Optimise data processing

As data volumes get bigger; formats more varied and growth, exponential, data transformation techniques are vital. Routine transformations ensure harmony of data format and target destination. But more importantly, data transformation aims to optimise the efficiency of downstream data processing & analytics tasks through techniques such as:

  • collecting, aggregating or integrating various datasets;
  • connecting data sources in order to analyse the resulting integrated data as a whole;
  • dataset parameter conversion or harmonisation e.g. measurements, from imperial to metric.

Filter & aggregate, slice & dice

When confronted with massive volumes of structured data, the task has to be a reducing one: to filter out anything that is unnecessary. Aggregation is an enriching but also a reducing technique, often driven by the need to answer a business question which requires combining datasets to produce information, not just data.

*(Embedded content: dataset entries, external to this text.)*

PR #729, opened 2022-11-13
Don't uppercase toolchain in toolchain_env_var. Fixes #728.

### LINKED ISSUE #728: Toolchain environment override environment variable names now must be upper-case
In 0.3 and before #687, environment variable names for overrides such as `AMARANTH_ENV_Diamond` used the same case as the toolchain name (e.g., `Diamond`). After #687 the use of `tool_env_var()` inadvertently(?) causes all names to require upper-case, e.g. `AMARANTH_ENV_DIAMOND`. The upper-case name doesn't work in 0.3, and the previous mixed-case name no longer works.

adamgreig:
See #728 and #687.

Having done this, though, I wonder if having the toolchain env vars be uppercase would be better in general, even if we maintain an old/deprecated mixed-case name? All the tool overrides are already in uppercase, and using all-uppercase environment variables is a widely used convention. We could extend `deprecated_toolchain_env_var` to cover both `NMIGEN_ENV_Diamond` and `AMARANTH_ENV_Diamond`, with `AMARANTH_ENV_DIAMOND` being the nominal name, used first if multiple are set.

I don't especially mind, happy to just take this as-is (or with whatever changes you want), but maybe it would be more consistent to deliberately change to all-uppercase for 0.4.


whitequark:
> We could extend `deprecated_toolchain_env_var` to cover both `NMIGEN_ENV_Diamond` and `AMARANTH_ENV_Diamond`, with `AMARANTH_ENV_DIAMOND` being the nominal name, used first if multiple are set.

LGTM

adamgreig:
I've updated to accept the old case for the name alongside the NMIGEN version and the new uppercase version. If multiple variables are specified then the deprecated versions are executed first, followed by the new uppercase version, which means it should be the one to actually take effect - which is the same behaviour as before when both NMIGEN and AMARANTH versions were specified.

I've only tested the ECP5 toolchain as I don't have tools installed for the others.

whitequark (approved):

whitequark:
Thank you very much!

PR #731, opened 2022-12-01
fix xilinx toolchain scripts for f4pga.

bl0x:
The symbiflow tools in f4pga have changed the required arguments.
This PR fixes the xilinx toolchain (at least for Arty A35).


whitequark (approved):
LGTM

PR #893, opened 2023-09-01
hdl.mem: lower `Memory` directly to `$mem_v2` RTLIL cell

whitequark:
The design decision of using split memory ports in the internal representation (copied from Yosys) was misguided and caused no end of misery. Remove any uses of `$memrd`/`$memwr` and lower memories directly to a combined memory cell, currently the RTLIL one.


whitequark:
This PR is feature-complete but requires additional testing. Testing on designs with memories is quite welcome!

crzwdjk:
Somewhat belatedly, this does work fine for me on an iCE40 UP platform.

whitequark:
Thanks!

Issue #26, opened 2019-06-15
Clean up Xilinx platform code


nmigen-issue-migration:
<a href="https://github.com/whitequark"><img src="https://avatars1.githubusercontent.com/u/54771?v=4" align="left" width="96" height="96" hspace="10"></img></a> **Issue by [whitequark](https://github.com/whitequark)**
_Saturday Jun 15, 2019 at 16:11 GMT_
_Originally opened as https://github.com/m-labs/nmigen/pull/104_

----

@jfng Can you please review this, and make sure I didn't break anything? The main part here is the commit that removes the inverter between the register (FDCE) and tristate input of the IOB. The rest is just misc cleanups that remove intermediate signals and ensure that if a pin doesn't have e.g. the `i` signal, there is no `i` signal returned from `_get_xdr_buffer`.

----

_**[whitequark](https://github.com/whitequark)** included the following code: https://github.com/m-labs/nmigen/pull/104/commits_

PR #900, opened 2023-09-03
Add a strobe generator (rfc #26)

galibert:
Possible implementation for the proposed rfc #26


whitequark:
(Converted to a draft since a PR waiting on an RFC by definition cannot be merged. This makes it easier to parse the list of PRs.)

PR #905, opened 2023-09-09
vendor._lattice_ice40: add an icepack_opts override

crzwdjk:
Add an icepack_opts override in case the user wants to pass  extra options to icepack as part of the build process. For example can be used to pass the "-s" option to disable putting the SPI flash to sleep after the FPGA is configured.


whitequark (changes requested):
Thanks! Could you add a changelog entry please?

whitequark (approved):

PR #906, opened 2023-09-11
pyproject: migrate to PDM build backend

whitequark:
This simplifies the build process a bit, and eliminates all of the legacy packaging code in favor of fully declarative metadata (extended in a build hook that's ignored by everything except pdm).

This degrades functionality (`.git_archival.txt` is no longer usable) but maybe we could live with that until https://github.com/pdm-project/pdm-backend/issues/194 is implemented.


whitequark:
For some reason this installs Amaranth with the wrong version:

```
  ✔ Install amaranth 0.1.dev1312+gfb3c63d.editable successful
```

whitequark:
I like the consolidation of packaging functionality and the new hook enough that I think we can live without `.git_archival.txt`.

Or, for BI, the business may want to look at data from a different perspective e.g. sales figures by product nationally as opposed to branch totals. From our BI experience: filtering, aggregating or summarising should precede reporting, as their aim is to reduce the load on the server and facilitate faster, more accurate reporting.

Prepare for BI, AI or ML

Before any BI, AI or ML project use data transformation techniques to:

  • achieve data reduction or as part of consolidation (e.g. accounts);
  • speed reporting or reduce data processing loads;
  • make data more useful and valuable.

It seems obvious, but data scientists can spend up to 80% of their time preparing the data to be fed into AI pipelines, instead of learning from the data. They have to do this because AI & ML can only learn from the data that is fed to them. GIGO applies.

Migration

Migrating to cloud can be a frustrating process if your data is not suitably transformed before you try the ETL process.

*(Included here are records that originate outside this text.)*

PR #908, opened 2023-09-13
Elaboratable does not need ABCMeta as its metaclass

whitequark:
This was introduced in commit 44711b7d, and was never used within Amaranth itself. While technically a breaking change I think this will not cause enough breakage to warrant a deprecation cycle (nor can we make this a deprecation this without a lot of work).

### DIFF
--- a/amaranth/hdl/ir.py
+++ b/amaranth/hdl/ir.py
@@ -20,7 +20,7 @@ class UnusedElaboratable(UnusedMustUse):
     _MustUse__silence = True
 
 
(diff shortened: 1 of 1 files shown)


whitequark:
We have [discussed](https://libera.irclog.whitequark.org/amaranth-lang/2023-09-25#1695662288-1695661229;) this item on the 2023-09-25 weekly meeting. The conclsion was to merge and there were no objections. Any breakage (unlikely) is easily addressed.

Data conversion ensures that data structures are translated to a row & column structure, suited to database ingestion. In addition, data sorting(e.g. by time stamp) will render its order more suited to an existing database schema.

ETL (extract, transform & load) initially focuses on data format consistency, to ensure compatibility of extracted data with the target destination and any pre-existing data.

In data migration, parse first for efficiency. Cloud migrations can fail because cloud environments are constrained (by comparison with on-premise source applications) – both by volume & format. Gaps in ETL or data can stall migrations but can, in the last resort, be resolved by statistical imputation. However this largely applies to structured data.